- Task instructions:
Among these records, which lines include "reclaimed"? Copy them out.
* * *
PR #1310, opened 2026-08-12
Hash files in chunks

edi-oai:
Noticed high RAM usage while running `tart clone --stacked`.


edi-oai:
Closing because this seems to be already present in https://github.com/openai/tart/pull/1307, but with `autoreleasepool { ... }`.

PR #1311, opened 2026-08-14
Fail VM startup when its control socket cannot bind

yzhuang-oai:
Bind the VM control socket before continuing startup. If binding fails, fail the VM instead of leaving it running without guest execution support.

The existing background socket lifecycle remains unchanged after a successful bind.

Testing: all 101 Swift tests pass (four skipped), including new successful-bind and bind-failure regression tests.

### DIFF
--- a/Sources/tart/ControlSocket.swift
+++ b/Sources/tart/ControlSocket.swift
@@ -6,17 +6,20 @@ import NIOPosix
 
 @available(macOS 14, *)
 class ControlSocket {
+  typealias ServerChannel = NIOAsyncChannel<NIOAsyncChannel<ByteBuffer, ByteBuffer>, Never>
+
   let controlSocketURL: URL
   let vmPort: UInt32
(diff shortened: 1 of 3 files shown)


Sources/tart/ControlSocket.swift
```diff
@@ -16,7 +18,7 @@ class ControlSocket {
     self.vmPort = vmPort
   }
 
-  func run() async throws {
+  func bind() async throws -> ServerChannel {
```
edi-oai: Could we simplify this by doing everything in `init() async throws` and remove the separate `bind()` step?

We can add another initializer later for consumers that need to provide their own `ServerChannel`.

edi-oai (dismissed):
LGTM overall, left a small nit.

Sources/tart/ControlSocket.swift
yzhuang-oai: Sounds good, fixed.

fkorotkov-oai (approved):

PR #1321, opened 2026-08-28
Preserve running VM directories during replacement

yzhuang-oai:
Cloning over a running VM can unlink its files while the process keeps consuming a VM slot. Tart loses track of it, and replacement VMs can hit the system limit.

Reject replacement when the destination's PID lock is held. Add storage locking to create and rename so they cannot race VM startup.

### DIFF
--- a/Sources/tart/Commands/Rename.swift
+++ b/Sources/tart/Commands/Rename.swift
@@ -18,6 +18,9 @@ struct Rename: AsyncParsableCommand {
 
   func run() async throws {
     let localStorage = try VMStorageLocal()
+    let lock = try FileLock(lockURL: Config().tartHomeDir)
+    try lock.lock()
+    defer { withExtendedLifetime(lock) {} }
 
     if !localStorage.exists(name) {
       throw ValidationError("failed to rename a non-existent local VM: \(name)")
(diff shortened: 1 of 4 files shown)


Sources/tart/Commands/Rename.swift
```diff
@@ -18,6 +18,9 @@ struct Rename: AsyncParsableCommand {
 
   func run() async throws {
     let localStorage = try VMStorageLocal()
+    let lock = try FileLock(lockURL: Config().tartHomeDir)
+    try lock.lock()
+    defer { withExtendedLifetime(lock) {} }
```
fkorotkov-oai, line 23: Let's move this check after validations right before `try localStorage.rename(name, newName)`

fkorotkov-oai (approved):
LGTM, left a small nitpick.

Sources/tart/Commands/Rename.swift
yzhuang-oai: These checks read mutable filesystem state, so I think they need to stay under the lock. Otherwise two concurrent renames can both see an absent destination, and the second can overwrite the first after acquiring the lock. The PID lock only rejects running destinations.

sylvesterkaczmarek (commented):
Checked the lock ordering here. Create/rename now take the same storage lock that `run` holds until the VM PID lock is established, and `replace` checks that destination PID lock before unlinking anything. That closes the lookup/publish race this PR is targeting. The focused integration coverage matches that path and CI is green.

PR #1324, opened 2026-08-31
Run ErrorReportingTask operations on the caller's actor

samestep:
This PR restores the ability #842 added to use SIGUSR2 to gracefully stop a VM, which was accidentally broken by #1262.

### DIFF
--- a/Sources/tart/Utils.swift
+++ b/Sources/tart/Utils.swift
@@ -6,8 +6,11 @@ import Foundation
 struct ErrorReportingTask {
   let task: Task<Void, Never>
 
+  // Inherit the caller's actor context, exactly as Task.init does. Without this, an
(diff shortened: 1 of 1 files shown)


sylvesterkaczmarek (commented):
This looks like the right fix for the SIGUSR2 regression. `ErrorReportingTask` wraps `Task { ... }`, so the closure parameter needs to inherit the caller actor for the wrapper to behave like direct `Task.init`; that keeps the `requestStop()` path on the expected actor without changing the task/error handling.

yzhuang-oai:
@samestep can you rebase? we needed to fix CI yesterday

samestep:
Rebased!

yzhuang-oai (approved):

PR #1327, opened 2026-09-03
Support getting the MAC address, and setting an arbitrary MAC address

mrpippy:


sylvesterkaczmarek (commented):
`VZMACAddress(string:)` validates the address format, but it can still represent multicast or broadcast addresses. `set --mac ff:ff:ff:ff:ff:ff` can therefore be accepted and persisted even though it is not a usable interface MAC. Could this require `isUnicastAddress` before saving the config?

mrpippy:
> `VZMACAddress(string:)` validates the address format, but it can still represent multicast or broadcast addresses. `set --mac ff:ff:ff:ff:ff:ff` can therefore be accepted and persisted even though it is not a usable interface MAC. Could this require `isUnicastAddress` before saving the config?

Great point, fixed.

sylvesterkaczmarek (approved):
The `--mac` path now requires `VZMACAddress.isUnicastAddress` before persisting the address, so multicast/broadcast values are rejected. This resolves my review finding.

PR #1224, opened 2026-04-07
fix(control-socket): use .path instead of .path() for stale socket cleanup

smcloughlinTT:
### Fix

 Change .path() → .path so removeItem receives the absolute path and can actually find and delete the stale socket.

 ### Testing

 - Confirmed the bug reproduces on macOS Sequoia 15.7.3 with Tart 2.32.0 using both Ubuntu and Rocky 9 VMs
 - Verified the fix resolves the issue: built patched Tart, reproduced the stop/start cycle, and tart exec works correctly after restart
 - Added unit tests verifying controlSocketURL resolves correctly for both the absolute cleanup path and the relative binding path

 ### Manual Verification

 Tested on macOS Sequoia 15.7.3 with a Rocky Linux 9 aarch64 VM (ghcr.io/cirruslabs/rocky:latest).

 Test A — Reproduce the bug with stock Tart 2.32.0:

 ```bash
# Remove any leftover socket for a clean starting state
rm -f ~/.tart/vms/rocky9/control.sock

# Start VM and exec -- works fine on first run
tart run rocky9 --no-graphics &
tart exec rocky9 uname -a   # succeeds

# Stop and restart
tart stop rocky9
ls ~/.tart/vms/rocky9/control.sock   # stale socket present
tart run rocky9 --no-graphics &

# Second exec after stop/start -- hangs, times out after 15s (exit 124)
timeout 15 tart exec rocky9 uname -a   # FAILS

tart stop rocky9
 ```

 Test B — Verify the fix with patched Tart:

 ```bash
# Change this to your own repo path
PATCHED=~/repos/tart/.build/arm64-apple-macosx/debug/tart

# Remove any leftover socket for a clean starting state
rm -f ~/.tart/vms/rocky9/control.sock

# Start VM with patched binary and exec -- works fine on first run
$PATCHED run rocky9 --no-graphics &
tart exec rocky9 uname -a   # succeeds

# Stop and restart with patched binary
tart stop rocky9
ls ~/.tart/vms/rocky9/control.sock   # stale socket present
$PATCHED run rocky9 --no-graphics &

# Second exec after stop/start -- patched binary cleans up stale socket
timeout 15 tart exec rocky9 uname -a   # succeeds

tart stop rocky9
 ```

 Fixes: https://github.com/cirruslabs/tart/issues/1220

PR #1328, opened 2026-09-04
Fix control socket paths with special characters

### LINKED ISSUE #1319: "Address already in use" in 2.36.0
Hi,

For some time, I have been running a VM via a command like the following without issues:

`TART_HOME="/Some/Tart/Home/Path" /Applications/Tart.app/Contents/MacOS/tart run some_vm_name --net-bridged="Wi-Fi" --capture-system-keys --dir="Shared:/Some/Shared/Path"`

However, after upgrading from Tart 2.35.0 to 2.36.0, I get the following error:

`bind(descriptor:ptr:bytes:): Address already in use) (errno: 48)`

How do I resolve this?
Thank you!

Tart 2.36.0
macOS 26.6.2 (25G83)

yzhuang-oai:
`URL.path()` percent-encodes VM directory names and, on older macOS releases, can return only the relative part of a URL with a base. These behaviors can prevent stale control-socket cleanup or directory changes; in Tart 2.36.0, the resulting bind error aborts VM startup.

Remove stale sockets with `FileManager.removeItem(at:)` and use `.absoluteURL.path(percentEncoded: false)` for directory changes in `run`, `exec`, and agent IP lookup. Add one regression test for a stale socket in a long path containing spaces, `%`, `#`, and Unicode.

Fixes #1319. See also #1224 and [swiftlang/swift-foundation#1011](https://github.com/swiftlang/swift-foundation/issues/1011) for the older relative-URL behavior.

## Validation

- All 126 Swift tests passed on macOS 26.6.2.
- Manual macOS VM starts succeeded with spaces in `TART_HOME` and the VM name. Host Virtualization shutdown errors and VM limits prevented completing the remaining runtime checks.


sylvesterkaczmarek (commented):
Using the decoded `URL.path` at the filesystem boundary is the right fix here. The control socket logic operates on POSIX paths, so percent-encoding from URL presentation should never reach `chdir`, unlink, or socket-path handling.

The regression is good because it combines characters that force URL encoding with the Unix-socket path-length constraint and a stale socket entry. One small strengthening would be to assert in the fixture that the encoded URL representation actually differs from `.path`, so the test remains explicitly tied to this regression if Foundation URL behavior changes.

edi-oai:
Possibly related:

* https://github.com/openai/tart/pull/1224
* https://github.com/swiftlang/swift-foundation/issues/1011

edi-oai (dismissed):
Since `.path` is deprecated, should we just use the `.path(percentEncoded: false)` instead?

There's also [`removeItem(at:)`](https://developer.apple.com/documentation/foundation/filemanager/removeitem(at:)) that directly takes a `URL`.

yzhuang-oai:
> Since `.path` is deprecated, should we just use the `.path(percentEncoded: false)` instead?
> 
> There's also [`removeItem(at:)`](https://developer.apple.com/documentation/foundation/filemanager/removeitem(at:)) that directly takes a `URL`.

Fixed, thanks @edi-oai

edi-oai (approved):

PR #1329, opened 2026-09-04
Fix Softnet closing Tart's stdout

### LINKED ISSUE #1323: --net-softnet closes tart's own stdout, so the VNC URL is never printed
Since 2.34.0, a VM started with `--net-softnet` loses everything tart prints to stdout after the VM starts. The most visible casualty is the `VNC server is running at ...` line, which is the only place the per-boot VNC passphrase ever appears.

tart 2.36.0 (Homebrew), macOS 26.6.2, M4 Max. Same VM, twice:

```
$ tart run vncprobe --no-graphics --vnc-experimental >runA.log 2>&1 &
$ cat runA.log
VNC server is running at vnc://:<four-word-passphrase>@127.0.0.1:65111

$ tart run vncprobe --no-graphics --vnc-experimental \
    --net-softnet --net-softnet-block=0.0.0.0/0 --net-softnet-allow=@host >runB.log 2>&1 &
$ wc -c runB.log
0 runB.log
```

The second VM is up and its VNC server is listening, so only the URL is gone:

```
$ lsof -nP -p 6950 -a -iTCP -sTCP:LISTEN
tart    6950 ahegyes   12u  IPv6 ...  TCP *:65112 (LISTEN)

$ lsof -p 6950 -a -d 1
tart    6950 ahegyes    1u  KQUEUE   count=0, state=0xa
```

fd 1 is a kqueue because `Softnet.run()` closed it:

```swift
// Sources/tart/Network/Softnet.swift:98
defer { try? (process.standardOutput as? FileHandle)?.close() }
```

`process.standardOutput` is only assigned when `--net-softnet-control-fd` was passed. Without it the property was never set, and Foundation resolves an unset `standardOutput` to the parent's own stdout (`_NSStdIOFileHandle`), so the defer closes tart's fd 1 rather than a softnet-owned descriptor. The line arrived in #1287 and is unchanged in 2.34.0, 2.35.0, 2.36.0 and main; 2.33.1 has no defer and prints the URL fine under softnet.

`network.run()` is the first statement of `VM.start()` (`VM.swift:248`), so the close lands before every run-time print, not just the VNC one: suspend and snapshot progress and `Requesting guest OS to stop...` go the same way. Swift's `print()` discards the EBADF, so none of it is diagnosable from the output. It lands hardest on CI, since the `noGraphics || CI` branch at `Run.swift:560` is the one that prints the URL instead of opening it, and CI is where softnet is meant to be used.

Closing the retained control handle instead of reading back `process.standardOutput` would keep the intended close and drop the accidental one. `controlFileHandle` is a local in `init()` today, so it would need to become a property.

Found this in a wrapper of mine that boots VMs under a softnet policy and has to read the URL back; there is no other way to get the passphrase, as far as I can tell.

yzhuang-oai:
Running with `--net-softnet` without a control FD closed Tart's inherited stdout, hiding the VNC URL and subsequent output. Retain the optional control handle and close only that handle after attempting to launch Softnet.

Fixes #1323.

## Validation

- All 11 existing `SoftnetControlFDTests` passed.
- A temporary regression test verified stdout survives successful and failed launches without a control FD.
- SwiftFormat lint and `git diff --check` passed.

### DIFF
--- a/Sources/tart/Network/Softnet.swift
+++ b/Sources/tart/Network/Softnet.swift
@@ -11,14 +11,13 @@ enum SoftnetError: Error {
 
 class Softnet: Network {
   private let process = Process()
+  private var controlFileHandle: FileHandle?
   private var monitorTask: Task<Void, Error>? = nil
   private let monitorTaskFinished = ManagedAtomic<Bool>(false)
 
   let vmFD: Int32
 
   init(vmMACAddress: String, extraArguments: [String] = [], controlFD: Int32? = nil) throws {
-    var controlFileHandle: FileHandle?
-
     if let controlFD = controlFD {
       guard controlFD > STDERR_FILENO else {
         throw SoftnetError.InitializationFailed(why: "Softnet control file descriptor must be greater than 2")
@@ -95,7 +94,7 @@ class Softnet: Network {
   }
 
   func run(_ sema: AsyncSemaphore) throws {
-    defer { try? (process.standardOutput as? FileHandle)?.close() }
+    defer { try? controlFileHandle?.close() }
 
     try process.run()
 


sylvesterkaczmarek (commented):
The ownership change is the right shape. `Process.standardOutput` can point at the process-wide `FileHandle.standardOutput`, so closing whatever happens to be assigned there makes `Softnet` own a descriptor it did not create. Keeping the wrapped control fd in a separate optional handle makes that ownership explicit and lets `run()` close only its own resource.

The regression that writes to stdout after `run()` is particularly useful because it catches the caller-visible breakage rather than only checking object state. I do not see another issue in this path.

edi-oai (approved):

PR #1334, opened 2026-09-16
Add --dry-run to tart prune

### LINKED ISSUE #1295: Add --dry-run to tart prune
## Problem

`tart prune` deletes matching caches or VMs immediately. There’s no way to preview what will be removed.

## Proposal

Add `--dry-run`:

```console
tart prune --entries caches --older-than 7 --dry-run
```

It should use the same selection logic, make no changes, and show matching entries plus total estimated space reclaimed.

## Motivation

Pruning has previously selected more data than intended (#271, #549). A preview would help users verify destructive cleanup before running it.

akim136:
`tart prune` deletes straight away, with no way to check what it's about to remove first.
Since it has twice taken more than intended (#271, #549), a preview seemed worth having.

`--dry-run` lists what would go, in the order it would go, with sizes and a total, and
touches nothing on disk.

```console
$ tart prune --entries caches --space-budget 10 --dry-run
Dry run: no changes will be made.
Would remove /Users/me/.tart/cache/.../ghcr.io/org/image/tag (4.2 GB)
Would remove /Users/me/.tart/cache/IPSWs/UniversalMac_15.2_24C101.ipsw (8 KB)
Total estimated space reclaimed: 4.2 GB (allocated size).
```

### How it works

Preview and real runs share one selection path: a `PruningOperation` passed into
`pruneOlderThan` and `pruneSpaceBudget` either deletes or records what it picked. A separate
preview implementation would drift from the real one and end up lying, so there isn't one.

Two things needed care.

**The budget loop only makes progress because each `delete()` shrinks the list it rebuilds.**
Take the delete away and it never finishes. Preview mode therefore remembers what it picked
and feeds that back in on the next rebuild.

**Simply filtering those out afterwards isn't enough.** Deleting a stacked cache record hands
its shared content to another record, pushing that record's charged size up — which can take
it over budget, so a real run deletes it too. Ownership is computed from the records on disk,
so a preview that filtered its own results never saw this and could list *fewer* entries than
the real run deletes. That's the dangerous direction for a preview, so the simulated removals
go into the storage instead, via `PrunableStorage.prunables(simulatingRemovalOf:)`, and
ownership and content-reference scans recompute exactly as they would after a real delete.
The protocol default filters by URL, which is right for IPSW and local VM storage;
`VMStorageOCI` overrides it. Real runs pass an empty set and behave as before.

`PruneTests` and the existing stacked-content test both pin this: preview and real deletion
must select the same records in the same order.

### Reading the numbers

Per-entry sizes are allocated usage when each entry is selected; the total is the net drop in
usage across the simulation. So content that only changes owner isn't double-counted, content
swept by garbage collection is, and where images share content the entries can add up to more
than the total. Sizes use `allocatedSizeBytes()`, since `sizeBytes()` overstates sparse disk
images — either way an estimate, not a promise of free space.

### Keeping the dry run dry

Three paths would otherwise have written to disk: `--gc`, the garbage collection `Root` runs
before *every* command (so a dry run mutated state before `Prune.run()` was even reached), and
building the storages, since `Config.validateTartHome()` creates directories despite its name.
The first two are skipped, the storages take an optional `readOnly` flag, and existing callers
plus automatic low-disk pruning are untouched.

A fourth was subtler and came out of review. `VMStorageOCI.list()` recursively enumerated
each cached-image record, and on filesystems that update directory atimes during enumeration
that advances the very timestamp age and LRU selection read back — so a preview could make old
entries look recently accessed and change what the real prune then removed. Cache records are
leaves in the namespace and their contents are already addressed by known path, so the scan now
skips their descendants. Record selection timestamps are preserved exactly, to the nanosecond,
with no restoration writes; the real scan stops paying for the traversal too. Enumerated
ancestor directories and manifest files still acquire atimes, but those are not selection
inputs.

Those skips are the only things a dry run doesn't model, and it says so after the results when
they apply: `--gc` can remove untagged records the preview didn't list, and temporary cleanup
can release content pinned by stale temporary manifests, pushing more images over budget.

### Tests and checks

New `PruneTests.swift` covers both criteria, ordering, termination, shared ownership, content
GC, failure paths and that a real run still deletes. The existing stacked-image test now asserts
preview and deletion agree rather than differ. Its fixtures originally set *future* access times
so enumeration could not disturb their ordering — which encoded the atime defect above as a
workaround — and now use explicit past ordering and assert the timestamps are untouched.

`swift build` and `swift test` pass (143 tests, 4 skipped, 0 failures) and SwiftFormat needs no
changes, run against a throwaway `TART_HOME` with `/usr/sbin` on `PATH` as CI does. The 4 skips
are the existing Docker-dependent tests skipping themselves.

I couldn't run the Go integration suite locally since it boots real VMs, so that's still
outstanding.

Closes #1295


akim136:
Good catch — this was real, and the future-atime fixtures were me papering over it rather than noticing it. Fixed in e2d446c.

I confirmed the mechanism before changing anything: on APFS, enumerating a directory advances that directory's atime (reading a file inside advances the file's, not the directory's), and `CachedImagePrunable.accessDate()` → `VMDirectory.accessDate()` reads `contentAccessDateKey` on exactly that record directory. So `list()` recursing into records was re-dating the selection inputs, and a preview could change what the real prune went on to remove.

Cache records are leaves in the namespace, and recognition, manifest reads and sizing already address their contents by known path rather than by enumeration, so `list()` now calls `skipDescendants()` once it recognises one. Record selection timestamps are preserved exactly, to the nanosecond, with no restoration writes — and the real scan stops paying for the traversal too.

To be precise about the limit of the claim: enumerated ancestor directories and manifest files still acquire atimes. Those are not selection inputs, and avoiding them would need read-without-atime support or a separate metadata index.

The fixtures now use explicit past ordering and assert the timestamps are untouched. Those assertions fail against 6349d30 with the expected signature — a record's atime coming back as "now" instead of its fixed past value.

Separately, while looking at this I think `URL.updateAccessDate()` has a pre-existing bug: it reads `.contentAccessDateKey` but passes that value to `utimes` as the modification time, so each call overwrites mtime with the old atime. It has four callers (`VMStorageLocal.swift:23`, `VMStorageOCI.swift:138`, `VM.swift:99`, `ContentStore.swift:105`). I've left it alone since it predates this PR and nothing here depends on it — happy to fix it here or file it separately, whichever you prefer.

PR #438, opened 2022-02-22
Improve inheritance for `BinaryThresholdPredictor` from atomic model

ablaom:
This PR cleans up the trait declarations for `BinaryThresholdPredictor`. In particular:

- `iteration_parameter` trait inherits from atomic model: If, say, `:n` is the atomic value, then the wrapper gets the value `:(model.n)`. Previously, this returned `:unknown` always.
- `supports_training_losses` trait now inherits from atomic model. Previously returned `false` always.
- `training_losses(model, report)` accessor function now inherits from atomic model. Previously returned `nothing` always.

These improvements help `BinaryThresholdPredictor` play better with `IteratedModel`.


OkonSamuel (approved):
LGTM

PR #449, opened 2022-03-15
Remove the section of code labelled "code to be removed in 0.15.0"

DilumAluthge:


DilumAluthge:
@ablaom A couple questions:

1. Is this PR correct? In other words, is it safe to remove these two methods?
2. If so, could you briefly explain why it is safe to remove this code?

ablaom:
1. Yes.
2. `model` used to be called `wrapped_model`. For [some time](https://github.com/JuliaAI/MLJModels.jl/blob/2ce0d7fca4a443b3d611826cce7d39a154e7e658/src/builtins/ThresholdPredictors.jl#L119) you could still call `wrapped_model` and get/set the model (and get a dep warning). It's curious that this backwards-compatibility code was already partially removed, but not fully removed. But it can all go.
* * *
- Response:
It should use the same selection logic, make no changes, and show matching entries plus total estimated space reclaimed.
Total estimated space reclaimed: 4.2 GB (allocated size).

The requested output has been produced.